И вот я сижу в саду, пытаясь быть начеку, в то время как сила памяти уносит меня в прошлое. Я могу уместить прожитый день в одно мгновение или год в один день, а для того, у кого остается не так уж много времени, это имеет огромное значение. Возвращаясь к тому, что когда-то оставил, я могу сидеть на этой скамейке, ощущая приливы любви, благоговения и печали, которые, в сочетании с пышным парком, теплым солнцем и синим небом, насыщают мою жизнь до предела. Хотя я должен все это записать, начиная, я и понятия не имел, насколько это окажется легко.
В среднем возрасте я не понимал, что все еще молод. Я был потрепан утратами, войной, просто ходом времени и первыми признаками физической деградации, которые усиливались, все дальше отталкивая меня от совершенства. Но у меня никогда не было нынешних ужасных болей в ногах. Я никогда не носил никаких бандажей – даже думал, что они вроде как посудомоечные машины и холодильники, и лишь позже открыл для себя, что бандаж несравненно лучше холодильника. Никогда я не терял сознания в общественном месте. Никогда мне не ставили катетер – и, что более существенно, ни один бразильский врач не ставил мне катетер. У меня была жена с грацией и данными профессиональной танцовщицы, волнистыми белокурыми волосами, степенью доктора экономики и всеми теми чарующими свойствами, которые дает обладание несколькими миллиардами долларов. Жизнь моя была невесома, как воздух. Я все еще был способен не терять энтузиазма на протяжении целой ночи – и не платить за это визитами в клинику. Я не испытал заката и после пятидесяти, когда, несмотря на все свои усилия, начал походить на Конрада Аденауэра, и не завидовал энергии белок и кроликов.
И вот, в самый разгар того, что было (хотя я тогда этого не понимал) жарким ровным пламенем, которое дает разве что древесина мореного дуба, Констанция меня оставила. Просто ушла прочь. Констанция – значит «постоянная». Постоянства в ее поступке не было ни на грош, но – что в имени?
Теперь со мною Марлиз. Она красива, всегда была такой. И с возрастом ее красота не улетучилась: в отличие от большинства своих сверстниц, она ничуть не походит на черепаху или фундук. У нее обворожительная манера разговаривать, и по-английски, и даже по-португальски.
И все же Констанция меня покинула, и в мире, где она когда-то постоянно присутствовала, образовалась дыра. Она ушла.
Мисс Маевска тоже ушла. Я по-прежнему горюю по ней и по ее детям, которых она любила без меры, особенно в тот миг, когда их у нее отобрали. Я верю, что Господь нежно прижимает их к своему сердцу, иначе какой прок в Его существовании?
Поскольку мой союз с Констанцией был разрушен по ее воле, то о ней я могу думать без слез и не поминая Бога. Свою печаль и свою веру я берегу для моего последнего часа, когда, я надеюсь, мне удастся свести счеты с жизнью, как заправскому летчику-истребителю.

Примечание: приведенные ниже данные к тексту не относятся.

PR #630, opened 2021-04-05
Case insensitive matching

### LINKED ISSUE #551: Case-insensitive matching
If states don't save their data with upper and lower case characters, don't let that screw up matching against states that allow both.

kingcomma:
- Normalize first and last to uppercase in query
- Optimize upload ID subquery
- Add manual integration test script

CSV with varying capitalization for the `Lynn,Wesley,Eura,8/01/1940,000-12-3457,` row has been uploaded to each state's participants db. The updated query can be tested using `match/tools/test-match-api.bash`.

@ryanhofdotgov I had forgotten that we already had an index on `(ssn, upload_id)`.  That is sufficient to keep the match query to an index scan, and adding an additional index on `ssn` alone seemed unnecessary.

Because of that index, normalizing with `upper()` did not have an effect on the cost:

```
-- Query without upper
 Index Scan using participants_ssn_idx on participants  (cost=0.33..2.55 rows=1 width=48)
   Index Cond: ((ssn = '000-12-3461'::text) AND (upload_id = $0))
   Filter: ((dob = '1913-04-04'::date) AND (last = 'Wallen'::text) AND (first = 'Homer'::text))
   InitPlan 1 (returns $0)
     ->  Limit  (cost=0.15..0.18 rows=1 width=4)
           ->  Index Only Scan Backward using uploads_pkey on uploads  (cost=0.15..30.30 rows=1130 width=4)
```

```
-- Query with upper
 Index Scan using participants_ssn_idx on participants  (cost=0.33..2.56 rows=1 width=48)
   Index Cond: ((ssn = '000-12-3461'::text) AND (upload_id = $0))
   Filter: ((dob = '1913-04-04'::date) AND (upper(last) = 'WALLEN'::text) AND (upper(first) = 'HOMER'::text))
   InitPlan 1 (returns $0)
     ->  Limit  (cost=0.15..0.18 rows=1 width=4)
           ->  Index Only Scan Backward using uploads_pkey on uploads  (cost=0.15..30.30 rows=1130 width=4)
```

Closes #551

### DIFF
--- a/match/src/Piipan.Match.State/Api.cs
+++ b/match/src/Piipan.Match.State/Api.cs
@@ -98,8 +98,8 @@ namespace Piipan.Match.State
                 first = request.Query.First,
             };
             var sql = "SELECT upload_id, first, last, middle, dob, ssn, exception FROM participants " +
-                        "WHERE ssn=@ssn AND dob=@dob AND last=@last AND first=@first " +
-                        "AND upload_id=(SELECT id FROM uploads WHERE created_at = (SELECT MAX(created_at) FROM uploads))";
+                        "WHERE ssn=@ssn AND dob=@dob AND upper(last)=upper(@last) AND upper(first)=upper(@first) " +
+                        "AND upload_id=(SELECT id FROM uploads ORDER BY id DESC LIMIT 1)";
 
             return (sql, p);
         }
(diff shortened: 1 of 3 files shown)


ryanhofdotgov (approved):
👍

Issue #639, opened 2021-04-05
Update documentation for match APIs


kingcomma:
Now that most of the implementation details for the match APIs has come into focus, the docs could use a cleaning up. Edits should:

- Clarify the boundaries for each API, Function App, and the APIM instance
- Shore up deployment and testing instructions

PR #640, opened 2021-04-05
Add lookup API to APIM, update documentation

kingcomma:
Adds a new operation for the lookup API to the existing APIM instance. To test, send a conforming request to the API endpoint and include an active [API/subscription key](https://github.com/18F/piipan/blob/main/match/docs/duplicate-participation-api.md#calling-the-api) in the request's header. E.g.,
```
curl --location --request GET 'https://apim-duppartapi-dev.azure-api.net/v1/lookup_ids/<lookup-id>' \
  --header 'Content-Type: application/json' \
  --header 'Ocp-Apim-Subscription-Key: <api-key>'
```

This PR also includes some barebones documentation for the lookup API. I created #639 to take a comprehensive pass over the documentation now that most of the details have come into focus.

### DIFF
--- a/iac/arm-templates/apim.json
+++ b/iac/arm-templates/apim.json
@@ -139,6 +139,57 @@
                 "value": "[parameters('policyXml')]",
                 "format": "xml"
             }
+        },
+        {
+            "type": "Microsoft.ApiManagement/service/apis/operations",
+            "apiVersion": "2020-06-01-preview",
+            "name": "[concat(parameters('apiName'), '/', variables('matchSetName'), '/get-lookup')]",
+            "dependsOn": [
+                "[resourceId('Microsoft.ApiManagement/service', parameters('apiName'))]",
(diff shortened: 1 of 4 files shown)


kingcomma:
Closes #259

echappen:
Would `test-lookup-api.bash` use `apim-duppartapi-dev.azure-api.net` now?

kingcomma:
That's a good question. My quick scripts were intended to facilitate testing the internal APIs (i.e., calling the Function Apps directly) where the process of requesting a bearer token from the CLI and then submitting the request via curl or Postman was a bit unwieldy. That process was also easily automated (obtaining an API key, less so).

I'm of the mind that since integration testing needs to be improved across the board (#578 and #154), it's better to take the time to determine the right approach and handle APIM tests in separately. But open to being convinced otherwise.

echappen (approved):

Issue #659, opened 2021-04-07
Codify Database Private Link setup into iac script


echappen:
Based on what we learned in #11, we will need to change the iac script in order to establish a private connection from participant-records database to the Azure resources that connect to it:

- [ ] Shift state Match resources to same resource group as participant-records DB (rg-core)
- [ ] Upgrade all function apps that need to talk to participant-records DB to P1V2 sku from Standard
- [ ] Create VNet and Private Endpoint resources in `participant-records.json` ARM template
- [ ] Disable public access and access to all azure resources on DB programmatically (not sure if this can be done in ARM template or will have to be done in CLI or portal)
- [ ] In state function app template, integrate with same VNet created above programmatically (ARM template would be ideal)
- [ ] In match function app template, integrate with same VNet above programmatically (ARM template would be ideal)

echappen:
@kingcomma @ryanhofdotgov Moving state match function apps into rg-core will cause a name conflict with the etl function apps.

Based on our [naming conventions](https://github.com/18F/piipan/blob/dfa37755de66f4b06460ca2a62644a34e0125231/docs/azure-naming-conventions.md) I propose changing the names of these resources to something like this (using `ea` state as an example:

| resource | name |
|---|---|
| Etl function app | func-ea-etl-dev |
| Etl function app storage account | stor-ea-etl-dev |
| Match function app | func-ea-match-dev |
| Match function app storage account | stor-ea-match-dev |

Does this look good to you?

_Context on why we're moving these resources into the same resource group is that private endpoints are only private when talking to resources within the same resource group._

ryanhofdotgov:
That looks good, modulo storage accounts not allowing hyphens in its name and we will need the apps and the storage accounts to support PREFIX in its name.

echappen:
Thanks! Updated:

| resource | name |
|---|---|
| Etl function app | fns-func-ea-etl-dev |
| Etl function app storage account | fnsstoreaetldev |
| Match function app | fns-func-ea-match-dev |
| Match function app storage account | fnsstoreamatchdev |

kingcomma:
Looks good to me too, including @ryanhofdotgov's comments.

ryanhofdotgov:
@echappen Just double-checking, but all the check list items on this ticket have been done and we can close this issue?

echappen:
Yep!

PR #678, opened 2021-04-09
Set up private network for database and function apps in iac

echappen:
Reworking of #601, closes issues #11 and #659

Does the following:

- Shifts match api apps to core resource group (because VNets are resource-group-specific)
- Creates a single premium app service plan; puts both ETL and Match apps onto it (VNet integration is only available on premium plans or higher)
- Creates virtual network resource in separate ARM template with 2 subnets: one for the database private link, the other for the function apps
- Configures private endpoint on VNet when creating participant-records database
- Integrates ETL and Match apps with VNet
- Locks down public access to database at the end of iac by removing firewalls and changing DenyPublicAccess setting on it

Todo:
- [X]  Run on tts/dev `-dev` resources

### DIFF
--- a/iac/arm-templates/function-state-match.json
+++ b/iac/arm-templates/function-state-match.json
@@ -5,6 +5,9 @@
         "resourceTags": {
             "type": "object"
         },
+        "stateAbbr": {
+            "type": "string"
+        },
         "stateName": {
             "type": "string"
         },
@@ -146,6 +149,10 @@
                         {
                             "name": "CloudName",
                             "value": "[parameters('cloudName')]"
+                        },
+                        {
+                            "name": "StateAbbr",
+                            "value": "[parameters('stateAbbr')]"
                         }
                     ]
                 }
--- a/iac/arm-templates/function-state-match.json
+++ b/iac/arm-templates/function-state-match.json
@@ -8,9 +8,6 @@
         "stateName": {
             "type": "string"
         },
-        "stateAbbr": {
-            "type": "string"
-        },
         "location": {
             "type": "string"
         },
@@ -25,12 +22,24 @@
         },
         "cloudName": {
             "type": "string"
+        },
+        "functionAppName": {
+            "type": "string"
+        },
+        "storageAccountName": {
+            "type": "string"
+        },
+        "managedIdentityName": {
+            "type": "string"
+        },
+        "appServicePlanName": {
+            "type": "string"
         }
     },
     "variables": {
-        "functionAppName": "[concat(parameters('stateAbbr'), 'func', uniqueString(resourceGroup().id))]",
-        "hostingPlanName": "matchapi",
-        "storageAccountName": "[concat(parameters('stateAbbr'), 'fstor', uniquestring(resourceGroup().id))]",
+        "functionAppName": "[parameters('functionAppName')]",
+        "storageAccountName": "[parameters('storageAccountName')]",
+        "managedIdentityName": "[parameters('managedIdentityName')]",
         "functionWorkerRuntime": "dotnet",
         "storageAccountType": "Standard_LRS",
         "systemTypeTag": {
@@ -39,7 +48,7 @@
         "applicationInsightsTag": {
             "[concat('hidden-link:', resourceId('Microsoft.Web/sites', variables('functionAppName')))]": "Resource"
         },
-        "identityName": "[concat(parameters('stateAbbr'), 'admin')]"
+        "identityName": "[variables('managedIdentityName')]"
     },
     "resources": [
         {
@@ -52,21 +61,6 @@
                 "name": "[variables('storageAccountType')]"
             },
             "kind": "Storage"
-        },
-        {
-            "type": "Microsoft.Web/serverfarms",
-            "apiVersion": "2020-06-01",
-            "name": "[variables('hostingPlanName')]",
-            "tags": "[parameters('resourceTags')]",
-            "location": "[parameters('location')]",
-            "sku": {
-                "name": "Y1",
-                "tier": "Dynamic"
-            },
-            "properties": {
-                "name": "[variables('hostingPlanName')]",
-                "computeMode": "Dynamic"
-            }
         },
         {
             "type": "Microsoft.Web/sites",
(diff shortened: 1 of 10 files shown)


echappen:
@ryanhofdotgov @kingcomma Before I run this on `-dev` resources in tts sandbox, any feedback?

iac/arm-templates/function-state-match.json
```diff
@@ -142,10 +135,6 @@
                             "name": "StateName",
                             "value": "[parameters('stateName')]"
                         },
-                        {
-                            "name": "StateAbbr",
-                            "value": "[parameters('stateAbbr')]"
-                        },
```
kingcomma, line 148: This was not well documented, but the `StateAbbr` config setting is used to populate the `PiiRecord.StateAbbr` instances returned by the per-state APIs. We'll need to leave this here (and still pass it in as a parameter) to keep the APIs working for now.

iac/arm-templates/function-state-match.json
```diff
@@ -82,11 +76,10 @@
                 }
             },
             "dependsOn": [
-                "[resourceId('Microsoft.Web/serverfarms', variables('hostingPlanName'))]",
```
kingcomma, line 85: Hopefully not an issue, but now that this resource is created elsewhere and we aren't relying on `dependsOn`, I wonder if there's a chance we'll run into another "resource does not exist" race condition.

echappen: I didn't run into this issue after running the script quite a few times. The App Service Plan is created pretty early on in the script, ~20 minutes (for me) before these apps are deployed.

iac/arm-templates/function-state-match.json
echappen: Thanks for clarifying! Added it back.

iac/create-resources.bash
```diff
@@ -29,6 +29,12 @@ set_constants () {
   # Name of PostgreSQL server
   PG_SERVER_NAME=participant-records
 
+  # Names of participant records database Vnet and Subnet
+  VNET_NAME=$PREFIX-vnet-core-$ENV
```
ryanhofdotgov, line 33: nitpick: as this don't refer to global resources, we can drop the prefix.

iac/secure-resources.bash
```diff
@@ -0,0 +1,48 @@
...
+# denying public access to database.
+# Once done, the only access to database would be through its private endpoint.
+#
+# Arguments:
+#   env (eg: tts/dev)
+#   resource_group (eg: rg-core-dev)
+#   server_name (eg: fns-db-participant-records-dev)
+#
+# Usage:
+# ./iac/secure-resources.bash tts/dev rg-core-dev fns-db-participant-records-dev
```
ryanhofdotgov, line 12: niptick: I'm inclined to call it something other than `secure-resources`, since they are already secure (to a degree) before you run this script. This is just creating another layer of security by removing unnecessary network access, so maybe something like `remove-external-network`?

I am imaging over time we will be modifying this script to remove external network access for all the internal Function Apps, databases, and storage accounts.

iac/secure-resources.bash
```diff
@@ -0,0 +1,48 @@
...
+
+main () {
+  azure_env=$1
+  source $(dirname "$0")/env/${azure_env}.bash
+  verify_cloud
+
+  resource_group=$2
+  server_name=$3
+
+	echo "Collect all firewall rules on database"
```
ryanhofdotgov, line 25: super nitpick:  4 vs 2 space indent for bash scripts

iac/secure-resources.bash
```diff
@@ -0,0 +1,48 @@
...
+	ids=`az postgres server firewall-rule list \
+		--resource-group $resource_group \
+		--server-name $server_name \
+		--query "[].id" \
+		--output tsv`
+
+	len=`echo $ids | awk '{print length}'`
```
ryanhofdotgov, line 32: nitpick: if there is a way to do this in bash without introducing another scripting language syntax (awk), I'd do that instead. I did verify that `awk` was in Cloud Shell, it's probably also in the Windows for Git environment we require for IaC.

ryanhofdotgov (approved):
Nice work! I've left some nitpicky stuff, but feel free to merge in once it's been successfully run against `dev`.

iac/arm-templates/virtual-network.json
```diff
@@ -0,0 +1,154 @@
...
+                            "type": "object"
+                        },
+                        "subnetPrefix": {
+                            "type": "string",
+                            "defaultValue": "10.0.0.0/24",
+                            "metadata": {
+                                "description": "The address space for the subnet."
+                            }
+                        },
+                        "etlSubnetPrefix": {
```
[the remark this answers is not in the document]
echappen: Yes—now that we only need 2 subnets, we can hardcode the prefixes here. The function apps will be delegated to the `funcSubnetName` throughout `create-resources.bash`. (I'll change the name of this prefix to `func` to match the name)

iac/create-resources.bash
echappen: To clarify - we should only use the prefix for global resources?

ryanhofdotgov: Yeah, that's what I ended up writing up here, but we can revisit as necessary: https://github.com/18F/piipan/blob/main/docs/azure-naming-conventions.md#naming-components

Reasoning is the belief that:
* prefix on a resource with a public DNS entry helps security folks at the top-level agency quickly recognize what agency/service owns the corresponding resource
* some type of unique string will be needed to create unique name in global scope, Microsoft examples show that somewhere in the middle, but we have the prefix so just use that
* if not needed, prefix is line noise that doesn't help anyone

iac/arm-templates/virtual-network.json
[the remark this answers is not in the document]
ryanhofdotgov: Is `matchSubnetPrefix` then unused and should be deleted?

iac/create-resources.bash
echappen: That makes sense, thanks! In that case I'll remove the prefix from other non-global things I added it onto.

iac/arm-templates/virtual-network.json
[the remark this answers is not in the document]
echappen: Ah yep, I'll delete that too.

echappen:
This has been run on `-dev` resource groups and manually tested, so I will merge now.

В мае 1950-го мы с Констанцией отправились в Денвер, а потом в Джексон-Хоул. Там мы купили пару ездовых и пару вьючных лошадей, седла, упряжи, лагерное снаряжение, пуховые куртки, клеенчатые плащи и стетсоновские шляпы, спасавшие нас в дождливые дни. При нас были компас и карты, два помповых ружья и несколько коробок с патронами, проволока и кусачки.
На маршруте, которым мы следовали, проезды по большей части были открыты, но это не означает, что нам не приходилось натыкаться на изгороди, ибо так оно, конечно, и было. Те лошади, на которых мы ездили дома, могли бы и во сне с ходу брать препятствия из проволоки тройной крутки, но даже если бы мы взяли их с собой и они могли бы вынести все прочие здешние тяготы, вьючные лошади никак не сумели бы за нами последовать.
Способ преодоления изгородей состоит в том, чтобы перекусить две верхние натянутые проволоки и перевести лошадей через нижнюю. Потом отмотать от той проволоки, что при вас, кусок (в зависимости от натяжения той проволоки, что была перекушена, – около полуметра), исправить повреждение и ехать дальше. Делать это надо как можно тщательнее – из уважения к хозяевам пастбищ и в качестве дани за пересечение земли, вам не принадлежащей. Мы тренировались заделывать прорехи, и у нас это получалось неплохо. Изгородь выглядела еще лучше, чем была. Если бы я мог так же поступить с прожитой жизнью, то моя задача была бы выполнена. Возможно, я еще успею это сделать.